My fields are 275-325 wide and about 450 yeards long, maybe more. I have watched alot of deer walk away because they were 200+ from me. I had a VERY LARGE(record book) buck with a doe and 2 smaller bucks come out 3 years ago, They were around 500 yrds when I first saw them. He chased they Doe my way, watched them for 45 min. They cam almost to what I thought to be shooting range, was waiting for a good broadside standing shot, the doe laid down and he stood in the brush guarding her. This lasted about 10 min.( a lifetime), she stood and turned and walked the other way. Should ahve shot. Went back the next morning with the range finder, 227 yards. Glad I didn't shoot. Last time I saw him.
I think I saw him again this year the day before season, HUGE, HUGE ooh did I mention HUGE. 50 yards away standing in the creek guarding a doe from a beautiful long tined 10 point. Grandpa made him look like a yearling. Nothing during season.


----------



## mossy512 (Jan 7, 2006)

Ain't that the way it always goes. Just have to practice with one good round so you get to know it at the extended range. Remington says right on the box they zero'd @ 150 and the drop @ 200 was around 6 or 7 inches. This can get expensive but could prove worth the cost.


----------



## mossy512 (Jan 7, 2006)

Hey Kelly you could go the way I'm looking at. That would be get the Nikon SlugHunter 3-9x40 BDC scope. Zero the crosses @ 50 then the circles provide 100, 150 and the top of the thick post is 200. Check it out @ http://www.nikonsportoptics.com/product ... oduct=8434 or check it @ Bass Pro, Cabelas, or riflescopes.com. It runs $250 at all of them.


----------



## Kelly Hannan (Jan 9, 2007)

that is why I have been shooting the Core Lokt's. I have practiced out to 175, I have shot farther. I would like to find the same performance at less money, or go back to my old ways with the cheap slugs and hope I can move to intercept the deer.


----------



## mossy512 (Jan 7, 2006)

Kelly, did you check out the scope?


----------



## Kelly Hannan (Jan 9, 2007)

My scope is fine, I have not looked at the one you were talking about. I am not in a position to replace a scope right now. If I find a slug I like at a cheaper price and decide to continue deer hunting I might look at a better scope.


----------



## mossy512 (Jan 7, 2006)

What I plan to do is replace the slug barrel I have with a cantaleevered scope base barrel and put the Nikon on it, or pick up another Mossberg 500 and mount the Nikon with my barrel. Either way I will get the Nikon scope.


----------



## Kelly Hannan (Jan 9, 2007)

what's the price on the Nikon Scope, does look very interesting. 
My Win 1300 is slug gun only so I'm not worried about the cantilever. I am thinking about a different stock for it though


----------



## dakotashooter2 (Oct 31, 2003)

I would not doubt if some states don't start regulating the types slugs at some point.

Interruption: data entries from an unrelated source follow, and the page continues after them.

PR #435, opened 2017-10-26
[SW-420] Check java availability first before checking spark version

jakubhava:
Implemented in both python and unix scripts

### DIFF
--- a/bin/libsw.cmd
+++ b/bin/libsw.cmd
@@ -21,7 +21,19 @@ if not exist "%SPARK_HOME%/bin/spark-submit.cmd" (
 )
 exit /b 0
 
+
+:checkJava
+
+set "JV="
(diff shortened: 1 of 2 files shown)


bin/libsw.cmd
```diff
@@ -21,7 +21,19 @@ if not exist "%SPARK_HOME%/bin/spark-submit.cmd" (
 )
 exit /b 0
 
+
+:checkJava
+
+set "JV="
+For /F "Tokens=3" %%A In ('java -version 2^>^&1') Do If Not Defined JV Set "JV=%%~A"
```
mmalohlava: `For` or `for` ?

jakubhava: good catch! Cmd is not case sensitive, but I will turn these all to lower case to be consistent

PR #436, opened 2017-10-26
[SW-320] Unblock H2OConf test

jakubhava:
It's workaround on the Gradle level

### DIFF
--- a/py/build.gradle
+++ b/py/build.gradle
@@ -45,6 +45,21 @@ def preparePythonEnv(environment) {
 }
 
 //
+// Prepare Python environment to run python tests
+//
+def preparePythonTestEnv(environment){
+    // Add PySparkling zip on PYTHONPATH so unittests can access all the PySparkling packages
+    environment['PYTHONPATH'] = "${distPython.archivePath}${FPS}${environment['PYTHONPATH']}"
+    environment['spark.ext.h2o.backend.cluster.mode'] = detectBackendClusterMode()
+    environment["spark.ext.h2o.external.start.mode"] = detectExternalBackendStartMode()
+    // sparkling assembly jar is here because of external h2o tests
+    environment["sparkling.assembly.jar"] = configurations.compile.join(',')
+
+    environment['SPARK_WORKER_DIR'] = file('build/h2ologs-pyunit/nodes')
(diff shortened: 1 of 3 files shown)


py/build.gradle
```diff
@@ -170,27 +185,24 @@ artifacts {
...
-
+    preparePythonTestEnv(environment)
+    commandLine getOsSpecificCommandLine([pythonexec, "tests/tests_unit_conf.py"])
+}
 
+task testPythonConversions(type: Exec, dependsOn: distPython){
+    doFirst {
+        preparePythonEnv(environment)
+    }
+    preparePythonTestEnv(environment)
```
mmalohlava: Why one preparation is at configuration stage and second one at execution?

py/tests/tests_unit_conf.py
```diff
@@ -0,0 +1,52 @@
...
+        cls._hc = H2OContext.getOrCreate(cls._spark, h2o_conf)
+
+    @classmethod
+    def tearDownClass(cls):
+        h2o.cluster().shutdown()
+        test_utils.tear_down_class(cls)
+
+    # test passing h2o_conf to H2OContext
+    def test_h2o_conf(self):
+        self.assertEquals(self._hc.get_conf().cloud_name(),"test-cloud", "Configuration property cloud_name should match")
```
mmalohlava: is it possible to test the rest properties of config? Futhermore, the test should fail if we add a new config property.

py/build.gradle
jakubhava: The `preparePythonTestEnv(environment)` depends on the JAR archive of SW, that's why it is in the execution phase

jakubhava:
The original problem was that when having multiple test classes in a single python file, the second tests were blocking the gradle as the underlying JVM was shared and H2O can't be restarted. By moving the H2OConf test into a new file and executing it separately we create a workaround for this issue as the tests are executed independently

py/tests/tests_unit_conf.py
jakubhava: I created these 2 PRs ( just to keep this one simple ) https://0xdata.atlassian.net/browse/SW-578 - for testing all properties

https://0xdata.atlassian.net/browse/SW-579 - for testing consistency of properties.

We might actually automatically generate the python configuration based on the Scala one.

PR #437, opened 2017-10-26
[SW-576] Major cleanup of pysparkling test infrastructure

jakubhava:


jakubhava:
Before the configuration we passes to different kinds of unit tests might be applied to all the tests. Currently we have only single integ tests so it doesn't mater but I added more integ tests in one of the previous PR where weird behaviour could occur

It seems there are two reasons to restrict hunters to slugs, one being safety in heavy populated areas, the other being management of the harvest. Think of the last one this way. If your hunter numbers and success ratio are large enough that they exceed your harvest/management goals one way to still allow every hunter to participate is to handicap them to some extent. In this manner you reduce the success ratio (%) but the actual harvest remains about the same due to sheer numbers of hunters. Or another option yet is to restrict season length. Some states like ND have a lottery system instead which limits the harvest by limiting the number of hunters afield.

If some states are truely using it as a management tool, the longer range capability may increase the harvest and cause them to adjust their management plans. This could include regulating the ammo/weapons limiting hunter numbers or shortening seasons or any combination thereof. I do know that most hunters dont like short seasons which often result in heavy pressure. While limiting hunter numbers is sometimes desirable to reduce pressure someone always gets left out. Also making many hunters unhappy. At least regulating the weapon/ammo puts everyone on equal footing. True that some opportunities will be missed but would you rather be in the field having and enjoyable experience or sitting on the couch due to not getting a permit or only being allowed a couple of days to hunt?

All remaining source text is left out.